🤖 AI Summary
This work addresses a critical limitation in existing intelligent search methods, which treat the retrieval system as a fixed component and optimize only the reasoning agent, thereby making retrieval a performance bottleneck. To overcome this, the authors propose CoSearch, a novel framework that enables end-to-end joint training of multi-step reasoning agents and generative document ranking models for the first time. CoSearch introduces Group Relative Policy Optimization (GRPO), a policy gradient method based on semantic grouping, and designs a composite reward mechanism that integrates both ranking quality and feedback from reasoning trajectories. Evaluated across seven single-hop and multi-hop question answering benchmarks, CoSearch significantly outperforms strong baselines, demonstrating the effectiveness of joint training and the individual contributions of its core components.
📝 Abstract
Agentic search -- the task of training agents that iteratively reason, issue queries, and synthesize retrieved information to answer complex questions -- has achieved remarkable progress through reinforcement learning (RL). However, existing approaches such as Search-R1, treat the retrieval system as a fixed tool, optimizing only the reasoning agent while the retrieval component remains unchanged. A preliminary experiment reveals that the gap between an oracle and a fixed retrieval system reaches up to +26.8% relative F1 improvement across seven QA benchmarks, suggesting that the retrieval system is a key bottleneck in scaling agentic search performance. Motivated by this finding, we propose CoSearch, a framework that jointly trains a multi-step reasoning agent and a generative document ranking model via Group Relative Policy Optimization (GRPO).

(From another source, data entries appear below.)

PR #92023, opened 2023-09-13
Fix si.ibAllocated in FrozenObjectHeapManager

EgorBo:
`ibAllocated` is expected to be a real size of a segment, not a pointer to the end.

Regressed in https://github.com/dotnet/runtime/pull/90847

### DIFF
--- a/src/coreclr/vm/frozenobjectheap.cpp
+++ b/src/coreclr/vm/frozenobjectheap.cpp
@@ -184,6 +184,8 @@ void FrozenObjectSegment::RegisterOrUpdate(uint8_t* current, size_t sizeCommited
         si.ibCommit = sizeCommited;
         si.ibReserved = m_Size;
 
+        assert((size_t)current >= (size_t)si.pvMem);
+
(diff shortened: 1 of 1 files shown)


EgorBo:
PTAL @cshung @tommcdon, thanks for help!

src/coreclr/vm/frozenobjectheap.cpp
```diff
@@ -180,7 +180,7 @@ void FrozenObjectSegment::RegisterOrUpdate(uint8_t* current, size_t sizeCommited
         segment_info si;
         si.pvMem = m_pStart;
         si.ibFirstObject = sizeof(ObjHeader);
-        si.ibAllocated = (size_t)current;
+        si.ibAllocated = (size_t)current - (size_t)si.pvMem;
```
cshung, line 183: You might want to `assert ((size_t)current >= (size_t)si.pvMem)`.

cshung (approved):
LGTM, thanks for the quick fix!

tommcdon (approved):
Thanks!

PR #92029, opened 2023-09-13
Merge tests under tracing / Reflection / ReadyToRun / Regressions

trylek:


src/tests/Regressions/coreclr/0416/hello.cs
```diff
@@ -1,15 +1,16 @@
...
-		return 100;
-	}
+    [Fact]
+    public static void TestEntryPoint()
+    {
+        Console.WriteLine("Make sure to set the following env vars:");
+        Console.WriteLine("  DOTNET_LogEnable=1");
+        Console.WriteLine("  DOTNET_LogToConsole=1");
+        Console.WriteLine("This test ensures that logging is working");
+    }
```
markples, line 15: This test doesn't seem to be doing that.

This isn't related to your change except that I was going to comment that the comment for RPI should indicate the environment variables, except...

(I wouldn't hold this change up - just file an item or even just delete this test)

trylek: Thanks Mark for spotting, I do admit I haven't scrutinized every single test but this one does look weird. I'm going to push a commit deleting it and, if someone complains, we can bring it back and possibly try to make sure it does something reasonable.

src/tests/Regressions/coreclr/22021/provider.ilproj
```diff
@@ -1,6 +1,7 @@
 <Project Sdk="Microsoft.NET.Sdk.IL">
   <PropertyGroup>
     <OutputType>Library</OutputType>
+    <CLRTestKind>BuildOnly</CLRTestKind>
```
markples, line 4: I think D.B.targets will now automatically set this to `SharedLibrary` - did you hit a problem with that?

src/tests/readytorun/coreroot_determinism/coreroot_determinism.csproj
```diff
@@ -1,5 +1,7 @@
 <Project Sdk="Microsoft.NET.Sdk" ToolsVersion="Current">
   <PropertyGroup>
+    <!-- Needed for CLRTestTargetUnsupported, GCStressIncompatible, CrossGenTest -->
+    <RequiresProcessIsolation>true</RequiresProcessIsolation>
     <OutputType>exe</OutputType>
```
markples, line 5: There are several lowercase exes in this batch that got left behind like before.

markples (approved):
Thank you for continuing to push on this!

src/tests/readytorun/coreroot_determinism/coreroot_determinism.csproj
trylek: Fixed in 12th commit.

src/tests/Regressions/coreclr/22021/provider.ilproj
trylek: Thanks for pointing that out, I tried to rebuild the tests without the property and it works fine, in fact I could remove both properties as I believe OutputType is Library by default. Fixed in 15th commit.

PR #92034, opened 2023-09-13
Remove code that is only applicable to emitting mscorlib.dll for .NET Framework

jkoritzinsky:
These code blocks only apply to compiling/emitting the core library with a GUID (which we only do in .NET Framework) and a custom module name (which we only do in .NET Framework). Additionally, we build SPCL with Roslyn, so even then these code-paths are dead.


jkotas:
Also delete `LIBID_ComPlusRuntime` from cor.h (and other GUIDs next to it that appear to be unused)?

jkotas (approved):
Thanks!

PR #92123, opened 2023-09-15
JIT: Initialize jitstdout lazily

### LINKED ISSUE #91856: Crash when trying to load an Assembly in a hostfxr environment after calling FreeConsole()
### Description

Hi
I'm currently experiencing a crash in one of my applications which uses the hostfxr environment to load .NET Assemblies. The application is generally a GUI application, however we use the CONSOLE subsystem to have support for a command line interface. When run from the regular explorer, the application detects this and calls `FreeConsole()` to hide the console window.

This works fine for the most part, however we noticed that `FreeConsole()` apparently leaves the stdout, stderr and stdin handles in an invalid state which later on causes a crash [here](https://github.com/dotnet/runtime/blob/de0ab156194eb64deae0e1018db9a58f7b02f4a3/src/coreclr/jit/ee_il_dll.cpp#L92) when the JIT tries to duplicate the stdout handle. The code there seems to do some checks already but doesn't seem to catch this problem.

### Reproduction Steps

The latest nightly release of ImHex triggers this issue at launch on Windows 10 sometimes. It's not consistent but it happens often. 
It can be downloaded from https://imhex.download/#nightly

Alternatively, a simple application which uses the CONSOLE subsystem, calls `FreeConsole()` and then loads an Assembly through the hostfxr functions should reproduce the issue on Windows 10.

### Expected behavior

`stdout` should simply not be used in this case instead of causing a crash

### Actual behavior

The call to `_dup()` at https://github.com/dotnet/runtime/blob/de0ab156194eb64deae0e1018db9a58f7b02f4a3/src/coreclr/jit/ee_il_dll.cpp#L92 causes a abort to happen.

### Regression?

_No response_

### Known Workarounds

Interestingly enough, this issue seems to only affect Windows 10 (and potentially even older versions of Windows). It does not happen on Windows 11.

### Configuration

- .NET 7.0.400
- Windows 10
- x64
- It's specific to Windows 10 (and potentially before), not Windows 11

### Other information

- My application: 
https://github.com/WerWolv/ImHex
- The code that calls `FreeConsole()`: https://github.com/WerWolv/ImHex/blob/master/main/source/window/win_window.cpp#L238-L251
- The code that initializes the .NET runtime and loads an Assembly: https://github.com/WerWolv/ImHex/blob/master/plugins/script_loader/source/loaders/dotnet/dotnet_loader.cpp#L156
- Stacktrace:
image

jakobbotsch:
Avoid duplicating a handle and doing several I/O operations on the startup path. Fixes #91856 as a side effect.

### DIFF
--- a/src/coreclr/jit/ee_il_dll.cpp
+++ b/src/coreclr/jit/ee_il_dll.cpp
@@ -31,8 +31,6 @@ XXXXXXXXXXXXXXXXXXXXXXXXXXXXXXXXXXXXXXXXXXXXXXXXXXXXXXXXXXXXXXXXXXXXXXXXXXXXXXX
 
 /*****************************************************************************/
 
-FILE* jitstdout = nullptr;
-
 ICorJitHost* g_jitHost        = nullptr;
 bool         g_jitInitialized = false;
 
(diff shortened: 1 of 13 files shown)


src/coreclr/jit/ee_il_dll.cpp
```diff
@@ -89,40 +96,58 @@ extern "C" DLLEXPORT void jitStartup(ICorJitHost* jitHost)
...
+
+        return observed;
+    }
+
+    return file;
+}
+
+FILE* jitstdout()
+{
+    if (s_jitstdout != nullptr)
```
jkotas, line 137: `s_jitstdout` needs to be volatile for this to work reliably. Otherwise, the C++ compiler can compile this as:

```
var temp = s_jitstdout;
if (s_jitstdout != null)
    return temp;
...
```

jakobbotsch: Ah, I see. Addressed

jakobbotsch:
cc @dotnet/jit-contrib PTAL @EgorBo. Am going to try to see if this can also make .NET 8.

Verified that the code no longer runs during startup/shutdown in release builds (unless e.g. `DOTNET_JitDisasm` is set), and manually tested a few stdout/JitStdOutFile scenarios on windows/ubuntu.

EgorBo (approved):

To enable effective GRPO training for the ranker -- whose inputs vary across reasoning trajectories -- we introduce a semantic grouping strategy that clusters sub-queries by token-level similarity, forming valid optimization groups without additional rollouts. We further design a composite reward combining ranking quality signals with trajectory-level outcome feedback, providing the ranker with both immediate and long-term learning signals. Experiments on seven single-hop and multi-hop QA benchmarks demonstrate consistent improvements over strong baselines, with ablation studies validating each design choice. Our results show that joint training of the reasoning agent and retrieval system is both feasible and strongly performant, pointing to a key ingredient for future search agents.